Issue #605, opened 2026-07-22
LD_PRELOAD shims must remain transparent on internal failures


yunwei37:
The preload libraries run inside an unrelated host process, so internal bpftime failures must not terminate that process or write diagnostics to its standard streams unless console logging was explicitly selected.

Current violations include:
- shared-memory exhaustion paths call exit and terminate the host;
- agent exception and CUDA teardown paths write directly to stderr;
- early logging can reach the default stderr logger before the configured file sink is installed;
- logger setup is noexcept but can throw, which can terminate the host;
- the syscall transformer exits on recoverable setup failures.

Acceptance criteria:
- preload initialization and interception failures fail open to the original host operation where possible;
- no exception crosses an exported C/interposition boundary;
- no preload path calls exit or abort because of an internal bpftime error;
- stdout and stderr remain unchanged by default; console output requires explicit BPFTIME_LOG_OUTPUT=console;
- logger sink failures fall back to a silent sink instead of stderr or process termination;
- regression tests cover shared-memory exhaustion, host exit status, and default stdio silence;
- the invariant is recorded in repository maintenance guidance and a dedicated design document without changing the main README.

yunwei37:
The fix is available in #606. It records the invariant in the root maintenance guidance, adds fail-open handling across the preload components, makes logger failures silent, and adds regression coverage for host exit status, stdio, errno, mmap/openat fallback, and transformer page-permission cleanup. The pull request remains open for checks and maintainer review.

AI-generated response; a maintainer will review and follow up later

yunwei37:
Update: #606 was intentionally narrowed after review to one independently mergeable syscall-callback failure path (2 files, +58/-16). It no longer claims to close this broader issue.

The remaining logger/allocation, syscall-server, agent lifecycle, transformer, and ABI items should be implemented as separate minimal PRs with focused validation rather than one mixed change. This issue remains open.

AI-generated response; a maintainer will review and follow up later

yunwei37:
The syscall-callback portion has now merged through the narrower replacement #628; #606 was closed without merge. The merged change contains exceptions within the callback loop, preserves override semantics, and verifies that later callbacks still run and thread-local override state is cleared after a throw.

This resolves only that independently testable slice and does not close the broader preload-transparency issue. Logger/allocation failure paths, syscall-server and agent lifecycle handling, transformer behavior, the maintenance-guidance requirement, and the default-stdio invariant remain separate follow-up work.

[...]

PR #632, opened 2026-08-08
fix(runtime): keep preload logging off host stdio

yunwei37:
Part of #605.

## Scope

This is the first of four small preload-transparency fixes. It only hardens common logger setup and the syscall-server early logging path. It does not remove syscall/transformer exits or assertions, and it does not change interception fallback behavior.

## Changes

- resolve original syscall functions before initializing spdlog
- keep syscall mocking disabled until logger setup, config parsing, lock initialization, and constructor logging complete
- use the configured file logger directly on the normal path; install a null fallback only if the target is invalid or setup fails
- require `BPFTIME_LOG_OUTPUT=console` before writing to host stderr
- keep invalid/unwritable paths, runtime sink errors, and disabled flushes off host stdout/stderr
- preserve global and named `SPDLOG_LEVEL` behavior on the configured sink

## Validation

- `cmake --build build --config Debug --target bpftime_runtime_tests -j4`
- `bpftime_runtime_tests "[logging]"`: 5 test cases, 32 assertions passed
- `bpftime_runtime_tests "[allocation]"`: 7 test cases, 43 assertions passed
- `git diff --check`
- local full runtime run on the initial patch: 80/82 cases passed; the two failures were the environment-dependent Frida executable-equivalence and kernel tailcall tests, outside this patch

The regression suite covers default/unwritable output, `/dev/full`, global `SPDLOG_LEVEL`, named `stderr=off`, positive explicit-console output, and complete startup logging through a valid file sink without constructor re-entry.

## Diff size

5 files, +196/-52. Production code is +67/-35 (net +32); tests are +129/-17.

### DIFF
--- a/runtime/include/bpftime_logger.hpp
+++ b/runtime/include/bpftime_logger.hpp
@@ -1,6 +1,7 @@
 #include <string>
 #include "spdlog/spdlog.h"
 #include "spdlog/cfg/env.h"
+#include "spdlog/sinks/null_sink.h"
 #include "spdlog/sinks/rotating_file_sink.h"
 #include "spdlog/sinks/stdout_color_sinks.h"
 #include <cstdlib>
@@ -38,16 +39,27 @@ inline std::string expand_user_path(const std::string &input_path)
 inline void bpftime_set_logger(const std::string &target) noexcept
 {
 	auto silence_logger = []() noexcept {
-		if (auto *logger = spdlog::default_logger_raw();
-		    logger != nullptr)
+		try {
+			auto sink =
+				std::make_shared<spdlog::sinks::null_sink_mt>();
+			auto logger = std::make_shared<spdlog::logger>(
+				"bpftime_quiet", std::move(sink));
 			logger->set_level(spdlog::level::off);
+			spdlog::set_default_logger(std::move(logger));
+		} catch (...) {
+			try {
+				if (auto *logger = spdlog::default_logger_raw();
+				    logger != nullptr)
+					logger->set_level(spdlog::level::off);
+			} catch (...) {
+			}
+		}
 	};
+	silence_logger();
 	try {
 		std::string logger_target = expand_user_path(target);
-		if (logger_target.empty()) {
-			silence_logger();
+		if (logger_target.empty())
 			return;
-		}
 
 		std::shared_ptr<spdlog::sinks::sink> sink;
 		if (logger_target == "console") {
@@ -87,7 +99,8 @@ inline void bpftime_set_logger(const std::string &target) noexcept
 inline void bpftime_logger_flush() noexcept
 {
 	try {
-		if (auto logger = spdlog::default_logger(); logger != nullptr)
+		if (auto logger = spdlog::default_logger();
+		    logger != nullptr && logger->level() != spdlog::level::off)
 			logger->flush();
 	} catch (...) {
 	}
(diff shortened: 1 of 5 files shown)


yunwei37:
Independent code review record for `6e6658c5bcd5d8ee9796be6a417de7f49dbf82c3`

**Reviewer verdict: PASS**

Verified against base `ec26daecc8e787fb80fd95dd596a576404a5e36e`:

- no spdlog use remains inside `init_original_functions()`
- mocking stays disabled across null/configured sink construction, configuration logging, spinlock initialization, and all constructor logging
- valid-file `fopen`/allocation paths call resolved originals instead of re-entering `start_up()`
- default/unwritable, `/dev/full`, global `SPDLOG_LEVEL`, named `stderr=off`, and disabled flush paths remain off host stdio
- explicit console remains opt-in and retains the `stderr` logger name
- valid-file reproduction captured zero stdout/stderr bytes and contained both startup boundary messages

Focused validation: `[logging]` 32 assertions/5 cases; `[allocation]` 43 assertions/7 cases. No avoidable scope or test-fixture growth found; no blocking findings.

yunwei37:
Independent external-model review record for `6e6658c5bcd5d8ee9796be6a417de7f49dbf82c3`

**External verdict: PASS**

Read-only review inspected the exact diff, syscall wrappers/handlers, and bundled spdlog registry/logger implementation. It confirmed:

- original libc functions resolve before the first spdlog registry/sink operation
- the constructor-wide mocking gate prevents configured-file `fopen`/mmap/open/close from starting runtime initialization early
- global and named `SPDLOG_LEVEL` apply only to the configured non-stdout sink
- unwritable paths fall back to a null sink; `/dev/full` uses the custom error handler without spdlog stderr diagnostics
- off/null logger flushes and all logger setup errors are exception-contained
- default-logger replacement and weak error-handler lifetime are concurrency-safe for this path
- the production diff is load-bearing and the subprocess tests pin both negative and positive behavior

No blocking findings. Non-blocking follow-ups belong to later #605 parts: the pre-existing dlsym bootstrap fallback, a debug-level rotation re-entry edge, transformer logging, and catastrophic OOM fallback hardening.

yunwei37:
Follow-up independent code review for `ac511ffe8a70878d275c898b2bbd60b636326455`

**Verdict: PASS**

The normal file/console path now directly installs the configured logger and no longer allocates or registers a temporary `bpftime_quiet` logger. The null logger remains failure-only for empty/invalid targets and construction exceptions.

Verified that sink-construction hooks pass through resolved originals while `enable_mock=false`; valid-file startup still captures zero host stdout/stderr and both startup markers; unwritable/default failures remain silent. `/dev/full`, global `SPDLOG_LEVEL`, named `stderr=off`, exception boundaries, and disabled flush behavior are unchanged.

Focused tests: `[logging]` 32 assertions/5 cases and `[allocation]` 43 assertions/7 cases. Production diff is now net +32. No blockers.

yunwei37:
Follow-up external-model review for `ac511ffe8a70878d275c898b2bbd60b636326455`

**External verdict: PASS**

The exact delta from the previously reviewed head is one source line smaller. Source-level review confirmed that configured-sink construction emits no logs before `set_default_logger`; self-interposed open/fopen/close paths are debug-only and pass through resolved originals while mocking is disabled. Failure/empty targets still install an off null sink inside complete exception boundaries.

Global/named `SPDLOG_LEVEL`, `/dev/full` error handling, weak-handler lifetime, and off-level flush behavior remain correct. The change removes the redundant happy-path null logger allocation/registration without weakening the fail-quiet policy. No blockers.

» Task prompt
The required output is the exact run of lines from the beginning of the listing above to the line that contains "- the syscall", inclusive of both.

» Exercise solution
Issue #605, opened 2026-07-22
LD_PRELOAD shims must remain transparent on internal failures


yunwei37:
The preload libraries run inside an unrelated host process, so internal bpftime failures must not terminate that process or write diagnostics to its standard streams unless console logging was explicitly selected.

Current violations include:
- shared-memory exhaustion paths call exit and terminate the host;
- agent exception and CUDA teardown paths write directly to stderr;
- early logging can reach the default stderr logger before the configured file sink is installed;
- logger setup is noexcept but can throw, which can terminate the host;
- the syscall transformer exits on recoverable setup failures.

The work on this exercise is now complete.